46. Le Comité se félicite de la ratification par l’État partie de la Convention de La Haye de 1993 surlaprotectiondesenfantsetlacoopérationenmatièred’adoptioninternationale et de la création du Comité albanais pour l’adoption, ainsi que de la priorité donnée aux solutions nationales. Il reste toutefois préoccupé par le fait que des adoptions internationales, y compris des ventes d’enfants pour «adoption», sont organisées par des filières privées, sans passer par l’autorité compétente ou par un organisme agréé, malgré les efforts déployés par l’État partie pour lutter contre de telles pratiques.

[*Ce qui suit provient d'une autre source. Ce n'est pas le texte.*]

PR #384, opened 2025-06-05
SPR1-583: Set L2 gains to 1.0 on calibrators

ludwigschwardt:
The original scheme had a default value of `INVALID_GAIN` for all gains. When no gain solutions were found for a target, its corrections were therefore set to NaNs, thereby disabling it. This becomes an issue for L2 gains, since selfcal gains are only obtained on the imaging target and not on the calibrators. Including L2 gains in applycal (via e.g. `applycal="all"`) therefore invalidates all calibrator data by flaggingit with the `POSTPROC` flag.

A better idea is to set the L2 gains to 1.0 on calibrators. This ends up preserving the calibrator data as L1-corrected only instead of flagging it. It only applies in the case of a target without any gain solutions of the requested cal stream. A target with a fully flagged channel or "IF" in the gain solutions will still end up with NaNs in the data and `POSTPROC` flags in that channel, to avoid letting through RFI contamination.

This addresses SPR1-583 (5 years later!) as well as TESD-648 (the impetus for this fix).

### DIFF
--- a/katdal/applycal.py
+++ b/katdal/applycal.py
@@ -1,5 +1,5 @@
 ###############################################################################
-# Copyright (c) 2018-2021, National Research Foundation (SARAO)
+# Copyright (c) 2018-2021,2025, National Research Foundation (SARAO)
 #
 # Licensed under the BSD 3-Clause License (the "License"); you may not use
 # this file except in compliance with the License. You may obtain a copy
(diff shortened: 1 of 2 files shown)


KimMcAlpine (approved):
Looks good

PR #696, opened 2025-05-28
support freq in Hz

### LINKED ISSUE #456: Add frequency (Hz) coordinate to datasets
I often do the following after running the Capytaine solver:

```python
ds = ds.assign_coords(freq=("omega",ds['omega'].values/2/np.pi))
ds['freq'].attrs['long_name'] = 'Frequency'
ds['freq'].attrs['units'] = 'Hz'
```

which allows me to more easily make plots with the `x_label` being `Frequency [Hz]` by using `da.plot(x='freq', ...)`, e.g.,

```python

Fexc = (ds['diffraction_force'] + ds['Froude_Krylov_force']).sel(wave_direction=0)

fig, ax = plt.subplots(nrows=2,
                       sharex=True)

np.abs(Fexc).plot(x='freq', ax=ax[0], hue='influenced_dof')
ax[0].set_ylabel('$|F_e|$')

np.arctan(np.real(Fexc)/np.imag(Fexc)).plot(x='freq', ax=ax[1], hue='influenced_dof', add_legend=False)
ax[1].set_ylabel('$\\angle{ F_e } $')

for axi in ax:
    axi.set_title('')
    axi.label_outer()
    axi.grid()
    axi.autoscale(enable=True, axis='x', tight=True)
    axi.spines[['right', 'top']].set_visible(False)
    axi.set_xscale('log')
```

image

image

Looking at the source (for the first time in a while...), I think this could be handled cleanly in [`xarray.py`](https://github.com/capytaine/capytaine/blob/master/capytaine/io/xarray.py) in two ways:

1. (more complete) Add `frequency` to the `frequency_keys` -- this would allow the user to formulate problems using `frequency` in addition to the existing options.

https://github.com/capytaine/capytaine/blob/f5f0b9fb439d9d865adc1c91255b87537b9bbed1/capytaine/io/xarray.py#L77

2. (easier) Add my lines above to the [`assemble_dataset` function](https://github.com/capytaine/capytaine/blob/f5f0b9fb439d9d865adc1c91255b87537b9bbed1/capytaine/io/xarray.py#L255) to add the `frequency` coordinate to the results of any problem.

I can definitely do **2**, and probably do **1** with some guidance. Any thoughts @mancellin?

rgcoe:
Closes #456.

Note: I added a few tests where it seemed appropriate; let me know if you concur.

### DIFF
--- a/capytaine/bem/problems_and_results.py
+++ b/capytaine/bem/problems_and_results.py
@@ -59,7 +59,7 @@ class LinearPotentialFlowProblem:
                  body=None,
                  free_surface=_default_parameters['free_surface'],
                  water_depth=None, sea_bottom=None,
-                 omega=None, period=None, wavenumber=None, wavelength=None,
+                 omega=None, freq=None, period=None, wavenumber=None, wavelength=None,
                  forward_speed=_default_parameters['forward_speed'],
                  rho=_default_parameters['rho'],
                  g=_default_parameters['g'],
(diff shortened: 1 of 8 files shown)


mancellin:
That looks good, thank you!

I would have proposed naming the parameter `frequency`, but since at least *wavespectra* uses `freq`, we can keep that.

Could you skim through the documentation to add this feature where its relevant? At least the "Setting a problem" section and the "Minor update" section of the changelog.

mancellin:
Thank you!

PR #698, opened 2025-05-28
add joblib example

rgcoe:
Adds an example of using `joblib` to perform a parallel speedup study per todo below

https://github.com/capytaine/capytaine/blob/22eb486cb3c3f05325bd9ddd592b5e6800f24aa0/docs/examples/C_advanced_cookbook.rst?plain=1#L11-L14

### DIFF
--- a/docs/examples/C_advanced_cookbook.rst
+++ b/docs/examples/C_advanced_cookbook.rst
@@ -11,7 +11,10 @@ The scripts can be downloaded individually as Python files from the |examples_fo
 C1. Parallel computation with Joblib
 ------------------------------------
 
-TODO
+This example runs a parallel speedup study.
+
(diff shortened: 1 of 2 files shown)


mancellin:
Thank you for tackling this. This hits some pain points regarding the user interface of parallel computing.

The only reason scaling is not nearly linear is because all cases are already using all the threads, as you can check with e.g. your OS process manager. `Solving BEM problems with 2 threads` is misleading and the user information of what is going on should be improved.

While the *joblib* dispatch in `n_jobs` processes is usually more efficient, especially for small problems, it requires more RAM (`n_jobs` times more) and can thus cause issues with large problems (cf. https://github.com/capytaine/capytaine/issues/148 and https://github.com/capytaine/capytaine/pull/687)

PR #725, opened 2025-07-15
Export to wamit

dmesbah:
Fix: Corrected export logic to handle both omega and period dimensions consistently


mancellin:
See #727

47. Le Comité encourage l’État partie:

a) À veiller à l’élaboration d’un programme national et des instruments d’application nécessaires à la mise en œuvre de la législation;

b) À faire en sorte que des ressources humaines et autres suffisantes soient affectées à la mise en œuvre et au suivi effectifs de la législation et qu’une formation appropriée soit dispensée aux professionnels concernés;

c) À s’assurer qu’en cas d’adoption internationale les principes et dispositions de la Convention, en particulier l’article 21, et de la Convention de La Haye de 1993, soient dûment respectés, et que la coopération en la matière se limite aux pays qui sont eux aussi parties à la Convention de La Haye;

d) À envisager de ratifier la Convention de La Haye de 1980 sur les aspects civils de l’enlèvement international d’enfants et la Convention de La Haye de 1996 concernant la compétence, la loi applicable, la reconnaissance, l’exécution et la coopération en matière de responsabilité parentale et de mesures de protection des enfants;

e) À envisager de solliciter l’assistance technique de la Conférence de La Haye de droit international privé et de l’UNICEF.

Maltraitance et abandon moral

48. Le Comité est préoccupé par le fait que, comme l’indique l’État partie, la «maltraitance» est l’un des problèmes qui se posent avec le plus d’acuité à la société albanaise. Il relève que les cas de violence familiale ne font pas encore systématiquement l’objet d’un signalement, mais qu’ils restent courants, de même que d’autres formes de mauvais traitements et de sévices, y compris sexuels. Le Comité s’inquiète également de l’insuffisance des ressources mobilisées, notamment de personnel dûment formé, pour prévenir et combattre de tels actes.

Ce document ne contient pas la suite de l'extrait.